Each line of the data should be repeated precisely.
** Opening DATASET ENTRIES block **
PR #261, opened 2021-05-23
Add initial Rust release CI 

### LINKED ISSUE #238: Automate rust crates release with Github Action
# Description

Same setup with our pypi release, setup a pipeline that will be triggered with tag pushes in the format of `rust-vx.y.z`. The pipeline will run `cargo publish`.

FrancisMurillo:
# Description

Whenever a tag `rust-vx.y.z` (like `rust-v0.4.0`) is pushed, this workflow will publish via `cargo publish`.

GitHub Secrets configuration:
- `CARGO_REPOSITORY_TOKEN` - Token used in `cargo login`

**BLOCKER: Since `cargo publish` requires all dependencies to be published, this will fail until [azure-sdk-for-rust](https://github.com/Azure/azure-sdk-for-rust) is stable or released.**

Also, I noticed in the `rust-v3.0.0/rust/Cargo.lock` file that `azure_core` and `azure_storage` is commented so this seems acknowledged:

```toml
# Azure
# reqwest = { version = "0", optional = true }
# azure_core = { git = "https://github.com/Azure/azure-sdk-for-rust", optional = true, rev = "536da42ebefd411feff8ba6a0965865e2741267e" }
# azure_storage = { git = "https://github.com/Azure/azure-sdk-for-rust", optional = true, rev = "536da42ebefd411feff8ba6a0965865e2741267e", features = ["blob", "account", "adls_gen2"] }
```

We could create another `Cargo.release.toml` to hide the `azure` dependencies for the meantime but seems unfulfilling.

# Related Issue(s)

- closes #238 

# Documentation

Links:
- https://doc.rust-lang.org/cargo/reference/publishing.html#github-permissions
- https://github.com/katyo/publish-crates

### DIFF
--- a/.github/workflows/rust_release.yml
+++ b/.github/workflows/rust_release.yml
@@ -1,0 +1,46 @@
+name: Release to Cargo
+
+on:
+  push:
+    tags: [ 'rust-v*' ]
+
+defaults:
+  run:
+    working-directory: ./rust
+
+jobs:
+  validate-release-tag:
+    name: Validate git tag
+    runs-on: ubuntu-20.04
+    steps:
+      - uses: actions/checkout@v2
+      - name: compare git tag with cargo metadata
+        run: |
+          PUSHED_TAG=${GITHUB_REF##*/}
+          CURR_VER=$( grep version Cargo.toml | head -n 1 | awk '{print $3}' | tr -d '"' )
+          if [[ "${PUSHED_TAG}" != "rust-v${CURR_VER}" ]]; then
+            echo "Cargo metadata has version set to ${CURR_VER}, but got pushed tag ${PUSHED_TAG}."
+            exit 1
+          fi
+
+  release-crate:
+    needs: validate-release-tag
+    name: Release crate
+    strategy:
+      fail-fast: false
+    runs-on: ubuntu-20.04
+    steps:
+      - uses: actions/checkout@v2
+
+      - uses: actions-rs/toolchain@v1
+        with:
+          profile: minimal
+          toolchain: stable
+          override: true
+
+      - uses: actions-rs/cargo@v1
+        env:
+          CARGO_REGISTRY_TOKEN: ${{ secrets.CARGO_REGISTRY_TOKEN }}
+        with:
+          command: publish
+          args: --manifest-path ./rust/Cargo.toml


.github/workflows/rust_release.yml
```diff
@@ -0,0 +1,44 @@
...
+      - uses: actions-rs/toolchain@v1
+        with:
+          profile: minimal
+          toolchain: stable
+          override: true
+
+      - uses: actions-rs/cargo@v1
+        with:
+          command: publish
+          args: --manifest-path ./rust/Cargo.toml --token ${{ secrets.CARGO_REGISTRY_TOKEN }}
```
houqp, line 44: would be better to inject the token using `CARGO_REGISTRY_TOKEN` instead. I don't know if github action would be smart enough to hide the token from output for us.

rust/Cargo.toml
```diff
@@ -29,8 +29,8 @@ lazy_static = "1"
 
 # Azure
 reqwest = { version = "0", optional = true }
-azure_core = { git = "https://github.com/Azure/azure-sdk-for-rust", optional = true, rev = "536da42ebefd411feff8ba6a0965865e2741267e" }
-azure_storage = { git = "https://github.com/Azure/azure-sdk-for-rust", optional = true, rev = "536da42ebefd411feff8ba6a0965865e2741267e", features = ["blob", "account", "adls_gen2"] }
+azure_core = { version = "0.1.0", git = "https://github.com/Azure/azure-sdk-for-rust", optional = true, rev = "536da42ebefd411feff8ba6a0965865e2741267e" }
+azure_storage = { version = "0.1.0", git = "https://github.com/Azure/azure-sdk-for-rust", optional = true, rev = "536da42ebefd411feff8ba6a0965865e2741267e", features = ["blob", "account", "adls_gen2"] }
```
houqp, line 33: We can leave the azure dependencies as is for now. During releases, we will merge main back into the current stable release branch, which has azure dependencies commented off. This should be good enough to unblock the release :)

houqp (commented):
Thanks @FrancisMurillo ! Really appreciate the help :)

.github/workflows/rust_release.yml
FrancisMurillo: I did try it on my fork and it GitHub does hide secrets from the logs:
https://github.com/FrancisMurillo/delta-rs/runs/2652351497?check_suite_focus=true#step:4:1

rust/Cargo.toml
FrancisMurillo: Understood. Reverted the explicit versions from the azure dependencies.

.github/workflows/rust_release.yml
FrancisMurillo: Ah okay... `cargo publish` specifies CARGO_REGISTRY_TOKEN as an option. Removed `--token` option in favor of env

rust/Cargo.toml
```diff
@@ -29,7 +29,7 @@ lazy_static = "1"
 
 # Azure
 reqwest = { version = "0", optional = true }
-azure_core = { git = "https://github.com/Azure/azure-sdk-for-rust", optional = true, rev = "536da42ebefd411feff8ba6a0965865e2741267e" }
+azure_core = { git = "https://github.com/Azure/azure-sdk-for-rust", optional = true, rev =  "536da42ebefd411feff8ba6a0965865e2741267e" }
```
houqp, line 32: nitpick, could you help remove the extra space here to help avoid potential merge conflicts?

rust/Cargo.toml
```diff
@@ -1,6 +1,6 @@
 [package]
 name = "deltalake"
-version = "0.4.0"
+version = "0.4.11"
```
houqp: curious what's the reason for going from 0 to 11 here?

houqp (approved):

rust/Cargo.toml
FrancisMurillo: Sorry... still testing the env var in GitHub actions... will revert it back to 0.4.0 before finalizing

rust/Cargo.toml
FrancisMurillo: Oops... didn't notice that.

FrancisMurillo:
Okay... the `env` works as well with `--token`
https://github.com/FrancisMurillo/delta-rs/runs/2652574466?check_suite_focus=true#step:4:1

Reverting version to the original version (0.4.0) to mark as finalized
** Closing DATASET ENTRIES block **
• [SOLUTION FOR THIS TASK]:
PR #261, opened 2021-05-23
Add initial Rust release CI 

### LINKED ISSUE #238: Automate rust crates release with Github Action
# Description

Same setup with our pypi release, setup a pipeline that will be triggered with tag pushes in the format of `rust-vx.y.z`. The pipeline will run `cargo publish`.

FrancisMurillo:
# Description

Whenever a tag `rust-vx.y.z` (like `rust-v0.4.0`) is pushed, this workflow will publish via `cargo publish`.

GitHub Secrets configuration:
- `CARGO_REPOSITORY_TOKEN` - Token used in `cargo login`

**BLOCKER: Since `cargo publish` requires all dependencies to be published, this will fail until [azure-sdk-for-rust](https://github.com/Azure/azure-sdk-for-rust) is stable or released.**

Also, I noticed in the `rust-v3.0.0/rust/Cargo.lock` file that `azure_core` and `azure_storage` is commented so this seems acknowledged:

```toml
# Azure
# reqwest = { version = "0", optional = true }
# azure_core = { git = "https://github.com/Azure/azure-sdk-for-rust", optional = true, rev = "536da42ebefd411feff8ba6a0965865e2741267e" }
# azure_storage = { git = "https://github.com/Azure/azure-sdk-for-rust", optional = true, rev = "536da42ebefd411feff8ba6a0965865e2741267e", features = ["blob", "account", "adls_gen2"] }
```

We could create another `Cargo.release.toml` to hide the `azure` dependencies for the meantime but seems unfulfilling.

# Related Issue(s)

- closes #238 

# Documentation

Links:
- https://doc.rust-lang.org/cargo/reference/publishing.html#github-permissions
- https://github.com/katyo/publish-crates

### DIFF
--- a/.github/workflows/rust_release.yml
+++ b/.github/workflows/rust_release.yml
@@ -1,0 +1,46 @@
+name: Release to Cargo
+
+on:
+  push:
+    tags: [ 'rust-v*' ]
+
+defaults:
+  run:
+    working-directory: ./rust
+
+jobs:
+  validate-release-tag:
+    name: Validate git tag
+    runs-on: ubuntu-20.04
+    steps:
+      - uses: actions/checkout@v2
+      - name: compare git tag with cargo metadata
+        run: |
+          PUSHED_TAG=${GITHUB_REF##*/}
+          CURR_VER=$( grep version Cargo.toml | head -n 1 | awk '{print $3}' | tr -d '"' )
+          if [[ "${PUSHED_TAG}" != "rust-v${CURR_VER}" ]]; then
+            echo "Cargo metadata has version set to ${CURR_VER}, but got pushed tag ${PUSHED_TAG}."
+            exit 1
+          fi
+
+  release-crate:
+    needs: validate-release-tag
+    name: Release crate
+    strategy:
+      fail-fast: false
+    runs-on: ubuntu-20.04
+    steps:
+      - uses: actions/checkout@v2
+
+      - uses: actions-rs/toolchain@v1
+        with:
+          profile: minimal
+          toolchain: stable
+          override: true
+
+      - uses: actions-rs/cargo@v1
+        env:
+          CARGO_REGISTRY_TOKEN: ${{ secrets.CARGO_REGISTRY_TOKEN }}
+        with:
+          command: publish
+          args: --manifest-path ./rust/Cargo.toml


.github/workflows/rust_release.yml
```diff
@@ -0,0 +1,44 @@
...
+      - uses: actions-rs/toolchain@v1
+        with:
+          profile: minimal
+          toolchain: stable
+          override: true
+
+      - uses: actions-rs/cargo@v1
+        with:
+          command: publish
+          args: --manifest-path ./rust/Cargo.toml --token ${{ secrets.CARGO_REGISTRY_TOKEN }}
```
houqp, line 44: would be better to inject the token using `CARGO_REGISTRY_TOKEN` instead. I don't know if github action would be smart enough to hide the token from output for us.

rust/Cargo.toml
```diff
@@ -29,8 +29,8 @@ lazy_static = "1"
 
 # Azure
 reqwest = { version = "0", optional = true }
-azure_core = { git = "https://github.com/Azure/azure-sdk-for-rust", optional = true, rev = "536da42ebefd411feff8ba6a0965865e2741267e" }
-azure_storage = { git = "https://github.com/Azure/azure-sdk-for-rust", optional = true, rev = "536da42ebefd411feff8ba6a0965865e2741267e", features = ["blob", "account", "adls_gen2"] }
+azure_core = { version = "0.1.0", git = "https://github.com/Azure/azure-sdk-for-rust", optional = true, rev = "536da42ebefd411feff8ba6a0965865e2741267e" }
+azure_storage = { version = "0.1.0", git = "https://github.com/Azure/azure-sdk-for-rust", optional = true, rev = "536da42ebefd411feff8ba6a0965865e2741267e", features = ["blob", "account", "adls_gen2"] }
```
houqp, line 33: We can leave the azure dependencies as is for now. During releases, we will merge main back into the current stable release branch, which has azure dependencies commented off. This should be good enough to unblock the release :)

houqp (commented):
Thanks @FrancisMurillo ! Really appreciate the help :)

.github/workflows/rust_release.yml
FrancisMurillo: I did try it on my fork and it GitHub does hide secrets from the logs:
https://github.com/FrancisMurillo/delta-rs/runs/2652351497?check_suite_focus=true#step:4:1

rust/Cargo.toml
FrancisMurillo: Understood. Reverted the explicit versions from the azure dependencies.

.github/workflows/rust_release.yml
FrancisMurillo: Ah okay... `cargo publish` specifies CARGO_REGISTRY_TOKEN as an option. Removed `--token` option in favor of env

rust/Cargo.toml
```diff
@@ -29,7 +29,7 @@ lazy_static = "1"
 
 # Azure
 reqwest = { version = "0", optional = true }
-azure_core = { git = "https://github.com/Azure/azure-sdk-for-rust", optional = true, rev = "536da42ebefd411feff8ba6a0965865e2741267e" }
+azure_core = { git = "https://github.com/Azure/azure-sdk-for-rust", optional = true, rev =  "536da42ebefd411feff8ba6a0965865e2741267e" }
```
houqp, line 32: nitpick, could you help remove the extra space here to help avoid potential merge conflicts?

rust/Cargo.toml
```diff
@@ -1,6 +1,6 @@
 [package]
 name = "deltalake"
-version = "0.4.0"
+version = "0.4.11"
```
houqp: curious what's the reason for going from 0 to 11 here?

houqp (approved):

rust/Cargo.toml
FrancisMurillo: Sorry... still testing the env var in GitHub actions... will revert it back to 0.4.0 before finalizing

rust/Cargo.toml
FrancisMurillo: Oops... didn't notice that.

FrancisMurillo:
Okay... the `env` works as well with `--token`
https://github.com/FrancisMurillo/delta-rs/runs/2652574466?check_suite_focus=true#step:4:1

Reverting version to the original version (0.4.0) to mark as finalized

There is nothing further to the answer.